**Problem:** Where does the string "confirmed" occur in the records below? Copy every line that holds it.

**Input material:**
============================================================

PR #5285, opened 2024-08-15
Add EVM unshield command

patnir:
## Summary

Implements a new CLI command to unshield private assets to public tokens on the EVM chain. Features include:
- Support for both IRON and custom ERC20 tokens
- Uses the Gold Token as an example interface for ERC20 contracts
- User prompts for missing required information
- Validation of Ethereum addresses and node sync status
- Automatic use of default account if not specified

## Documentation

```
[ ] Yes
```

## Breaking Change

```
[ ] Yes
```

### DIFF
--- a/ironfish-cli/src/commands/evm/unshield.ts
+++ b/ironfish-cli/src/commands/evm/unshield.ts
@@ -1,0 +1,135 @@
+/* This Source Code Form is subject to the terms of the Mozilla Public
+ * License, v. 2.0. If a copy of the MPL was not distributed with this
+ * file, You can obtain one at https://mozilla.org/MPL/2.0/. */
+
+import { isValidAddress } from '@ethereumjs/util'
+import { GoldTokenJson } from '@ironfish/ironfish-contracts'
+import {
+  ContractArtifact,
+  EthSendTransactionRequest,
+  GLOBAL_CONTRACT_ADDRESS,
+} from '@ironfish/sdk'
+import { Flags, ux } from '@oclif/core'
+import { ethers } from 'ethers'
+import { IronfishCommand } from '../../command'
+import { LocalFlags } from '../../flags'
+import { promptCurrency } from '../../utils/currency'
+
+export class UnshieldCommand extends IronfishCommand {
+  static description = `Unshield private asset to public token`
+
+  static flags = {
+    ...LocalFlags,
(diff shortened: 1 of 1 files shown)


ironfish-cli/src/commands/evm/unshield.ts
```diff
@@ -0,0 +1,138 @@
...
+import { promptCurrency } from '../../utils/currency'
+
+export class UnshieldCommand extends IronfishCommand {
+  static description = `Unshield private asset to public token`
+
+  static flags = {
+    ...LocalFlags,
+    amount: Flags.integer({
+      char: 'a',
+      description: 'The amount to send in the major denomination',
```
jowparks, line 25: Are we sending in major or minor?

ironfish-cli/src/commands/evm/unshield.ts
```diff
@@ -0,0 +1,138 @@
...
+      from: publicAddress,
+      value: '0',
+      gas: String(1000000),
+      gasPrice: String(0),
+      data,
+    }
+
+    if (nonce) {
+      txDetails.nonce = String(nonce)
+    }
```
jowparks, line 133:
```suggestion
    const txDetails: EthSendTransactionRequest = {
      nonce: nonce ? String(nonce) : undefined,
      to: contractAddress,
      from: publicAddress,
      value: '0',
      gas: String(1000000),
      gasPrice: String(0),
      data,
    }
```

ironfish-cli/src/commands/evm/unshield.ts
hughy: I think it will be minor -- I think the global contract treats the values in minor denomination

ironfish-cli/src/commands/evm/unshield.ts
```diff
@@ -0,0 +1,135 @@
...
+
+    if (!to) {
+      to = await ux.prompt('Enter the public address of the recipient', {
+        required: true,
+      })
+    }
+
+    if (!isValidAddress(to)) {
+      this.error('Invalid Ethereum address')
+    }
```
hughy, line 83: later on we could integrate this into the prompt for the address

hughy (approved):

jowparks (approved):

============================================================

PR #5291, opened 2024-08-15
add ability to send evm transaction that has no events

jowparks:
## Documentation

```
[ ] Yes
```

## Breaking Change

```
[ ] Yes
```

============================================================

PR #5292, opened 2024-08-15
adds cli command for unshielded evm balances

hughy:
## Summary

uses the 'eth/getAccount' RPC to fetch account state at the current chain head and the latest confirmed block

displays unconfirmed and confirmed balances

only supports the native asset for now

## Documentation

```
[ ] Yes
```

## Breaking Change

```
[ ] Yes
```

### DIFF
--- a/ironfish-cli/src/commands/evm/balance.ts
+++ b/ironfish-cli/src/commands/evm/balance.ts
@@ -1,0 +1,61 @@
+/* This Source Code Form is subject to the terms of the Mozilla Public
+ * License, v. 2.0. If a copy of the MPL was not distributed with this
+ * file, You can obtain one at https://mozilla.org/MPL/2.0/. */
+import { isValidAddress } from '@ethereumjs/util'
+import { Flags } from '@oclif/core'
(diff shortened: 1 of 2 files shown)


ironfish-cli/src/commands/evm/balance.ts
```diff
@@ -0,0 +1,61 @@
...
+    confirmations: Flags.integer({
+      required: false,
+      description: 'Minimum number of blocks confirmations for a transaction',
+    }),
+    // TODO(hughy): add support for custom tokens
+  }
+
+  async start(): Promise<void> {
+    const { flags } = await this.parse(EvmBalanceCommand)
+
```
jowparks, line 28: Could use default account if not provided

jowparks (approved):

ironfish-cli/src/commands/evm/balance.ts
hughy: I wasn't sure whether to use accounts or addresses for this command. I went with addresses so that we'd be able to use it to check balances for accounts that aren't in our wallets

============================================================

**Response below:**
uses the 'eth/getAccount' RPC to fetch account state at the current chain head and the latest confirmed block
displays unconfirmed and confirmed balances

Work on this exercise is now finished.